▸ About this exercise
Give the data again, word for word.

(Beginning of Listed records)

PR #24655, opened 2019-11-04
Patch surfman and webxr

Manishearth:
Gets us a working hololens build without readback.

We should make sure these commits get preserved by merging them in eventually (so that bisection isn't broken)

r? @jdm


jdm:
@bors-servo retry
* #23290 #24656

PR #24661, opened 2019-11-05
Only updated history once

### LINKED ISSUE #24633: UWP: OnUrlChanged is called twice
Not sure if a UWP or servo issue

paulrouget:
We get the `HistoryChanged` event twice in many situations. This should fix it.

@cbrewster do these change make sense?

---

- [x] These changes fix #24633 (GitHub issue number if applicable)

### DIFF
--- a/components/constellation/constellation.rs
+++ b/components/constellation/constellation.rs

(End of Listed records)

▸ Answer area
PR #24655, opened 2019-11-04
Patch surfman and webxr

Manishearth:
Gets us a working hololens build without readback.

We should make sure these commits get preserved by merging them in eventually (so that bisection isn't broken)

r? @jdm


jdm:
@bors-servo retry
* #23290 #24656

PR #24661, opened 2019-11-05
Only updated history once

### LINKED ISSUE #24633: UWP: OnUrlChanged is called twice
Not sure if a UWP or servo issue

paulrouget:
We get the `HistoryChanged` event twice in many situations. This should fix it.

@cbrewster do these change make sense?

---

- [x] These changes fix #24633 (GitHub issue number if applicable)

### DIFF
--- a/components/constellation/constellation.rs
+++ b/components/constellation/constellation.rs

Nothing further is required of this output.